"No written word, no spoken plea can teach our youth what they should be. Nor all the books on all the shelves, it’s what the teachers are themselves."
— Anonymous, quoted by John Wooden
Before I joined the Welsh Valley team as lead learner in 2013, I had some deeply rooted, firmly established beliefs about the role schools should play in fostering the development of our young people. Chief among these beliefs is the notion that the best way we can begin educating our youth is to inspire them through our own example. As author James Baldwin once wrote, “Children have never been very good at listening to their elders, but they have never failed to imitate them.” As Baldwin suggests, teachers are always teaching, whether they have chalk—remember that?—in hand or whether they are simply walking the school’s corridors. Given this reality that as educators we are teaching merely by being, I take my responsibility to learn just as seriously as my responsibility to teach. How can we hope to engage adolescents in learning for learning’s sake if we lack an authentic passion for lifelong learning ourselves?
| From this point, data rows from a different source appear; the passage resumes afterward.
Issue #8300, opened 2021-11-05
Add the ability for users to add custom tags to beatmaps


apollo-dw:
Keeping this super short and sweet, there were talks about [adding a guideline to ranking criteria to tag the "style" of a beatmap](https://osu.ppy.sh/community/forums/topics/1208305), however there were concerns with standardizing this sort of thing. 

I propose delegating this task to players. Imagining a system similar to what Steam has (screenshot below), there will be no need to define terms - players will know that stuff best. My proposal is strictly for terms that would describe a map, since I'm not sure whether user tags would be useful for describing other things...

![image](https://user-images.githubusercontent.com/83023433/140540938-a24e2596-3474-48f3-b82a-dbaa9a1a2d59.png)

cl8n:
for the RC thread, the perceived issue was that direction/organisation would be required to use the tags meaningfully, not that it needed standardization from the beginning. I think the same issue applies to this

also
- comparison to steam assumes that people have common sets of words to describe osu gameplay, I don't think this is true beyond the simplest of things
- I don't see how u could implement the restriction to gameplay tags
- moderating this seems impossible

seems cool but like the RC thing I don't think it's practical to implement (yet!)

Hiviexd:
i think having something like this could greatly benefit searchability for players and mappers alike. to solve the moderation/consistency issue, we can have players submit tags for "approval" (a 5-second task that can be done by NAT/GMT), and have those approved tags to be usable on any map by players.

if a map has misleading user tags, that can be handled through the usual beatmap report where any moderator can fix it accordingly.

Walavouchey:
https://omdb.nyahh.net/descriptors/ list of tags used by a community beatmap database site

apollo-dw:
> peppy mentioned making the list predefined instead of user-defined in today's catch-up meeting. in that case the nat or bn would likely be the ones to manage the tag list and fix wrong tags whenever needed

just to give more detail here, the "user-defined" tags are added by virtue of proposals that are critiqued and voted on by users -- they only pass if they have a majority

i would love to elect myself to look after the tags/descriptor list on osu-web if this goes through, as someone whos bn and already oversees omdb... and has cared about this feature since 2021 according to the issue open date 😅

Hiviexd:
the general consensus from the NAT meeting about how this should work was:

- start with incorporating the tags from https://omdb.nyahh.net/descriptors/
- implement the system in a way that makes it easy to add/edit tags via `osu-web` PRs
[...]

PR #11629, opened 2024-11-06
Add basic beatmap tags backend

tsunyoku:
Implements the initial proposal found in #8300.

I've pre-emptively added a `priv_check` for beatmap tags since beatmap tags could be maliciously added to beatmaps and we may want to restrict users from using the feature. I've also added logic to ensure the user has a score on the beatmap before they can add a tag to try and improve quality of beatmap tags (mentioned on the proposal also).

Initially have forced auth on the store & destroy endpoints so they're effectively lazer only API endpoints.


nanaya:
there's an artisan command to generate that file btw 👀 
```bash
artisan route:convert --to-json=tests/api_routes.json
```

tsunyoku:
I had a feeling there was a command for it 🤦🏻‍♂️

peppy:
Would be good to keep momentum on this one, users will appreciate.

database/factories/BeatmapTagFactory.php
```diff
@@ -0,0 +1,27 @@
...
+class BeatmapTagFactory extends Factory
+{
+    protected $model = BeatmapTag::class;
+
+    public function definition(): array
+    {
+        return [
+            'beatmap_id' => fn () => Beatmap::factory(),
+            'tag_id' => fn () => Tag::factory(),
+            'user_id' => fn () => User::factory(),
```
notbakaneko, line 24: using `factory()` doesn't need to be in a closure.

app/Models/BeatmapTag.php
```diff
@@ -0,0 +1,28 @@
...
+
+/**
+ * @property Beatmap $beatmap
+ * @property int $beatmap_id
+ * @property int $tag_id
+ * @property User $user
+ * @property int $user_id
+ */
+class BeatmapTag extends Model
+{
```
notbakaneko, line 16: needs to be set for composite keys
```php
protected $primaryKeys = ['beatmap_id', 'tag_id', 'user_id'];
```

notbakaneko (changes requested):
getting the ones I already noted down out first

nanaya:
getting the tags of a beatmap seems like a potential nightmare if it got tagged by thousands of people...?

peppy:
> getting the tags of a beatmap seems like a potential nightmare if it got tagged by thousands of people...?

If we are actually allowing custom/freeform tags in the first place, we'd only show top n tags which are tagged by x users, ordered by count of user votes for tag descending.

nanaya:
getting those count - which also involves excluding restricted users - and then sorting them doesn't seem exactly fast though

peppy:
Probably just a table with the raw count number cached to it?

notbakaneko:
I think we'd want to cache the tags being shown on the beatmap or have something update them on a schedule; it doesn't seem like something that needs to be realtime

tsunyoku:
I've added caching for both tags and beatmap tags - hopefully this should resolve any concerns mentioned above.

> Also, I think the initial idea is for the available tags to be fixed, initially?
Yes, there's intentionally no `approved` or similar flag on the `tags` table as they're supposed to only be fixed rather than user-customisable.

app/Http/Controllers/BeatmapTagsController.php
```diff
@@ -0,0 +1,101 @@
...
+
+        $beatmap = Beatmap::find($beatmapId);
+        $tag = Tag::find($tagId);
+
+        abort_if($beatmap === null, 422, "specified beatmap couldn't be found");
+        abort_if($tag === null, 422, "specified tag couldn't be found");
+
+        $user = \Auth::user();
+    
+        $userHasScore = Score::where('user_id', $user->getKey())->where('beatmap_id', $beatmapId)->exists();
```
notbakaneko, line 79: `$user->soloScores()->where('beatmap_id', $beatmapId)->exists()`

app/Http/Controllers/BeatmapTagsController.php
```diff
@@ -0,0 +1,101 @@
...
+        $hasExistingBeatmapTag = $user->beatmapTags()->where('beatmap_id', '=', $beatmapId)->exists();
+
+        if (!$hasExistingBeatmapTag) {
+            priv_check('BeatmapTag', $beatmap)->ensureCan();
+
+            try {
+                (new BeatmapTag(['tag_id' => $tagId]))
+                    ->user()->associate($user)
+                    ->beatmap()->associate($beatmap)
+                    ->saveOrExplode();
```
notbakaneko, line 91:
```php
BeatmapTag::create([
    'beatmap_id' => $beatmapId,
    'tag_id' => $tagId,
    'user_id' => $user->getKey(),
])
```

or add a relation on `Tag` and use `$tag->beatmapTags()->create(...)`

app/Http/Controllers/TagsController.php
```diff
@@ -0,0 +1,32 @@
...
+    public function __construct()
+    {
+        parent::__construct();
+
+        $this->middleware('require-scopes:public');
+    }
+
+    public function index()
+    {
+        $tags = \Cache::remember(
```
notbakaneko, line 22: Use `cache_remember_mutexed`.
Also it's probably fine to store in redis for now but depending on how large the list is and how frequently it's accessed, it might be better stored as a local cache singleton.

app/Http/Controllers/BeatmapTagsController.php
```diff
@@ -0,0 +1,101 @@
...
+                ->join('tags', 'beatmap_tags.tag_id', 'tags.id')
+                ->where('beatmap_id', '=', $beatmapId)
+                ->whereHas('user', function ($userQuery) {
+                    $userQuery->default();
+                })
+                ->groupBy('tag_id')
+                ->orderBy('tag_count', 'desc')
+                ->limit(50)
+                ->get()
+                ->all(),
```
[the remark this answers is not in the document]
notbakaneko: Put it in a function in one of the models; also `joinRelation` can be used like in https://github.com/ppy/osu-web/blob/019fdc3b40bac7538f401a22ae00e7446e5acbf2/app/Libraries/NotificationsBundle.php#L83
and use `qualifyColumn` instead of hardcoding the table name in the join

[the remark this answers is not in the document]
tsunyoku: what exactly is `joinRelation` going to help with here? i'm only joining `tags` to access the name of the tag, it feels like added complexity although with only that example to go by maybe i'm missing something

app/Http/Controllers/BeatmapTagsController.php
```diff
@@ -0,0 +1,96 @@
...
+    {
+        $tagId = get_int(request('tag_id'));
+
+        $beatmap = Beatmap::findOrFail($beatmapId);
+        $tag = Tag::findOrFail($tagId);
+
+        $user = \Auth::user();
+
+        $userHasScore = $user->soloScores()->where('beatmap_id', $beatmapId)->exists();
+        abort_if(!$userHasScore, 400, 'you must set a score on a beatmap to add a tag');
```
notbakaneko, line 76: Looks like it should be part of the `priv_check` (and add a localization key for the message)

config/osu.php
```diff
@@ -312,4 +312,8 @@
         'country_performance_user_count' => intval(env('COUNTRY_PERFORMANCE_USER_COUNT', 1000)),
         'country_performance_weighting_factor' => floatval(env('COUNTRY_PERFORMANCE_WEIGHTING_FACTOR', 0.99)),
     ],
+    'tags' => [
+        'tags_cache_interval' => 60 * intval(env('TAGS_CACHE_INTERVAL', 60)), // in minutes, converted to seconds
+        'beatmap_tags_cache_interval' => 60 * intval(env('BEATMAP_TAGS_CACHE_INTERVAL', 60)), // in minutes, converted to seconds
```
notbakaneko, line 317: We're standardizing on `_duration` suffix for cache durations and the keys should be alphabetically ordered (I just noticed the existing keys at the bottom are in the wrong place but that's a different problem).

Also, use `get_int(env(ENVKEY)) ?? 60` instead of `intval`.

app/Models/Tag.php
```diff
@@ -0,0 +1,27 @@
...
+
+/**
+ * @property int $id
+ * @property string $name
+ * @property string $description
+ * @property-read Collection<BeatmapTag> $beatmapTags
+ */
+class Tag extends Model
+{
+    protected $table = 'tags';
```
notbakaneko, line 21: `$table` doesn't need to be specified.

app/Models/BeatmapTag.php
```diff
@@ -0,0 +1,33 @@
...
+/**
+ * @property-read Beatmap $beatmap
+ * @property int $beatmap_id
+ * @property int $tag_id
+ * @property-read User $user
+ * @property int $user_id
+ */
+class BeatmapTag extends Model
+{
+    protected $table = 'beatmap_tags';
```
notbakaneko, line 19: `$table` doesn't need to be specified if the table and model already follow laravel's magic naming convention.

notbakaneko (changes requested):
I haven't gotten to the tests yet 🫠

tests/Controllers/BeatmapTagsControllerTest.php
```diff
@@ -0,0 +1,83 @@
...
+    }
+
+    public function testStore(): void
+    {
+        $user = User::factory()->create();
+        Score::factory()->create(['beatmap_id' => $this->beatmap->getKey(), 'user_id' => $user->getKey()]);
+
+        $this->expectCountChange(fn () => BeatmapTag::count(), 1);
+
+        $this->actAsScopedUser($user, ['*']);
```
notbakaneko, line 46: `['*']` is already the default.

tests/Controllers/BeatmapTagsControllerTest.php
```diff
@@ -0,0 +1,83 @@
...
+                    ->where('beatmap_tags.0.tag_id', $this->tag->getKey())
+                    ->where('beatmap_tags.0.name', $this->tag->name)
+                    ->where('beatmap_tags.0.tag_count', 1)
+                    ->etc());
+    }
+
+    public function testStore(): void
+    {
+        $user = User::factory()->create();
+        Score::factory()->create(['beatmap_id' => $this->beatmap->getKey(), 'user_id' => $user->getKey()]);
```
notbakaneko, line 42: Not a big deal but this can also be
`$user = User::factory()->has(Score::factory()->state(['beatmap_id' => $this->beatmap]), 'soloScores')->create();`

tests/Controllers/BeatmapTagsControllerTest.php
```diff
@@ -0,0 +1,83 @@
...
+
+    protected function setUp(): void
+    {
+        parent::setUp();
+
+        $this->tag = Tag::factory()->create();
+        $this->beatmap = Beatmap::factory()->create();
+        $this->beatmapTag = BeatmapTag::factory()->create([
+            'tag_id' => $this->tag->getKey(),
+            'beatmap_id' => $this->beatmap->getKey(),
```
notbakaneko, line 80: The model or factory can be used directly when creating via the factory: `'tag_id' => $this->tag`

tests/Controllers/TagsControllerTest.php
```diff
@@ -0,0 +1,38 @@
...
+                    ->where('tags.0.id', $this->tag->getKey())
+                    ->etc());
+    }
+
+    protected function setUp(): void
+    {
+        parent::setUp();
+
+        $this->tag = Tag::factory()->create();
+    }
```
notbakaneko, line 37: Kind of unnecessary for single test 🤔

notbakaneko (changes requested):

tests/Controllers/TagsControllerTest.php
tsunyoku: Initially added this thinking there'd be other routes that might need a tag in these tests, but yeah not necessary currently.

notbakaneko (approved):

One of the most inspiring lessons I’ve learned during my tenure at Welsh Valley is that I am not alone in my commitment to creating powerful, enduring learning experiences for students. The faculty here at The Valley is comprised of some of the most caring and dedicated professionals I have ever met. As a faculty, we share a collective commitment to ensuring that all students experience a tremendous amount of academic, social, and emotional growth. We work hard to achieve this audacious goal by providing a nurturing environment for each student’s growth while engaged in our own continual growth as a faculty. We support one another in our efforts to meet the diverse needs that students present, challenge one another to be our best selves, and ultimately grow together as a collaborative team of professionals as a result. In the past few years we have learned valuable lessons from one another about social/emotional intelligence (Goleman), growth mindset (Dweck), and locus of control (Rotter). As a team, we hold one another accountable for not only teaching these valuable lessons, but modeling them through our everyday actions and reinforcing these attributes when students exemplify them on a consistent basis.
It is truly a pleasure to serve and be a part of this amazing community of learners. On behalf of our students, families, and staff I would like to thank you for visiting our school website. As you learn more about us, I hope that you are motivated to come learn alongside us.
Welcome to Welsh Valley Middle School!